On Mon, 04 Apr 2016 13:46:01 -0600, Janet B >
wrote:
>On Tue, 05 Apr 2016 05:40:39 +1000, Jeßus > wrote:
>>On Mon, 04 Apr 2016 13:17:03 -0600, Janet B >
>>wrote:
>>>On Tue, 05 Apr 2016 04:25:56 +1000, Jeßus > wrote:
>>>>On Sun, 3 Apr 2016 19:31:59 -0400, Dave Smith
> wrote:
>>>>
>>>>>On 2016-04-03 7:24 PM, Je?us wrote:
>>>>The differences do complicate things, because we also have pumpkins
>>>>such as the Queensland Blue, very popular here and is quite a large,
>>>>bluey/grey colour.
>>>
>>>Sounds like our old fashioned Hubbard squash. Very large and rind is
>>>like iron.
>>
>>Maybe? Although the skin (rind?) on a Queensland Blue can be left on
>>when roasted... it is not all that thick or hard. Some people like the
>>skin anyway.
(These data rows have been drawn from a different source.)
Issue #4859, opened 2026-02-15
Feature request: Configurable limit for memory usage for a pane's history


darlingm:
### Issue description

There is `history-limit`, which does not help for a program thrashing terminal rewrites that is not outputting new lines.  A `history-bytes` could be useful, for the maximum size in bytes/KB/MB kept in the history for each pane.

A bug in OpenAI Codex CLI ( openai/codex#11857 ) was causing 78KB/sec of redrawn characters for a blinking dot, which for 2-3 panes doing this ate about 48GB of memory for scrollback buffers!  A different fix in Codex CLI has indirectly suppressed this, but made me realize that although tmux offers `history-limit` for the number of lines, for situations like this which isn't caused by many lines but thrashing redraws, a `history-bytes` would be useful.  I see there's `memory-limit` which could be useful, but I still think a direct cap on the size of history would be useful, rather than tmux deciding what information to drop, which may unnecessarily include other panes' history.

### Required information

* tmux version: 3.6a (found on 3.4a, but after upgrading to 3.6a, history still grows uncontrolled and doesn't have a `history-bytes` type option for a maximum on a pane's history size in bytes.)
* Platform: `Linux unknown` (`Linux 6.18.8-arch2-1 x86_64 unknown`.)
* Terminal in use: Suckless terminal.
* $TERM *inside* tmux: `tmux-256color`.
* $TERM *outside* tmux: `st-256color`.
* Logs from tmux: Logs not needed for a feature request, but see this line in top, which was traced back to 2-3 panes of history which only had about 1,000 lines of scrollback each:

        PID USER      PR  NI    VIRT    RES    SHR S  %CPU  %MEM     TIME+ COMMAND
       2942 mdarling  20   0   48.2g  23.8g   3048 S   2.0  37.8  76:21.08 tmux: server

nicm:
I don't know what you mean. Where was this memory being held if not in the history?

nicm:
This sounds like either a leak in tmux or it is the usual poor glibc malloc, because tmux does not keep memory for a pane except what is in the history and unless you managed to have some spectacularly long lines, 1000 lines cannot take many gigabytes of memory.

If you patch tmux to call malloc_trim more often (so lines 160 and 183 of `server.c` change 3600 to say 300 for 5 minutes), does the memory use grow when the output is present but then drop around 5 minutes after it stops?

nicm:
You could also try building tmux with `--enable-jemalloc`.

[...]

PR #4862, opened 2026-02-16
Re-use extended entry when clearing RGB cell.

darlingm:
Previously, grid_clear_cell allocated a new extended slot on every RGB clear, leaving old slots unreachable until compaction, causing unnecessary extddata growth.  Under very high-rate EL/ED redraws, this can be a substantial amount of memory.  Fixes the underlying bug with #4859.

### DIFF
--- a/grid.c
+++ b/grid.c
@@ -205,11 +205,17 @@ grid_clear_cell(struct grid *gd, u_int px, u_int py, u_int bg)
 	struct grid_line	*gl = &gd->linedata[py];
 	struct grid_cell_entry	*gce = &gl->celldata[px];
 	struct grid_extd_entry	*gee;
+	u_int			 old_offset = gce->offset;
+	int			 had_extended = (gce->flags & GRID_FLAG_EXTENDED);
 
 	memcpy(gce, &grid_cleared_entry, sizeof *gce);
 	if (bg != 8) {
 		if (bg & COLOUR_FLAG_RGB) {
-			grid_get_extended_cell(gl, gce, gce->flags);
+			if (had_extended && old_offset < gl->extdsize) {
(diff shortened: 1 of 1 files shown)


nicm:
Nice find. I have applied this to OpenBSD and it should be in GitHub later.

This is a good optimization and fixes clearing to RGB background, but I think you could still see a similar problem by repeatedly clearing to non-RGB to clear the extended flag then setting an extended cell (either RGB or UTF-8).

Compacting extended cells when they leave the visible screen seemed like a sensible compromise but maybe it is not enough. Perhaps we should do it at some other time as well? For example, we could track the number of unused extended cells and compact when the proportion becomes more than say 25%. Or maybe that is overcomplicated for what is problem that is dramatic but pretty rare...

darlingm:
You're right about the non-RGB clearing.  #4865 fixes this and a bug introduced by this PR, of reading uninitialized data that can happen through `grid_expand_line()`.

The only remaining path I can think of to unnecessarily growing `extddata` would be toggling a cell between styles that need extended storage and styles that don't, which would drop the `GRID_FLAT_EXTENDED` reference.

Compacting when it's over-allocated by some amount would work.  I wonder how much lag compaction could cause.  When lines are scrolling, I think the minimal lag would be less noticeable.  I wonder if it would look like a studder/jitter after a character if compaction kicked in.

Keeping a "freed" list to use before reallocating would work, but would itself increase memory usage to maintain.

nicm:
An option might be to compact periodically based on some other criteria, for example the number of cells written (every 100k or something?). This would only need an extra counter in `struct grid` and would avoid memory blowing up with super-frequent updates but probably wouldn't be noticeable in normal use (we only need to compact lines on the visible part of the grid after all).

PR #4865, opened 2026-02-18
Init new celldata entries, and re-use extended entry when clearing non-RGB cell.

darlingm:
#4862 fixed RGB clears by reusing an existing extended slot instead of creating a new one.  This PR has two follow-ups:

1. Fix a bug introduced by #4862: `grid_clear_cell()` may read `flags` and `offset` with uninitialized data to decide whether to reuse an extended slot, if `grid_expand_line()` grew `celldata`.  Zero the newly added `celldata` memory.
2. Reuse an existing extended slot for non-RGB clears as well.

Follows up on the underlying bug with #4859.


nicm:
Thanks... Could `grid_expand_line` just  use `xrecallocarray` instead of `memset`?

darlingm:
Yes, that makes sense.  I made the change.

nicm:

I find the skin tends to be a little bitter a lot of the
>>time though, but when it isn't, it's delicious.
>
>Our Hubbard doesn't have smooth rind, see here
>http://www.burpee.com/vegetables/squ...rod001984.html
>You could roast it with the skin on but wouldn't eat the skin
I don't think I have seen those here, although I'm sure the seeds
would be available.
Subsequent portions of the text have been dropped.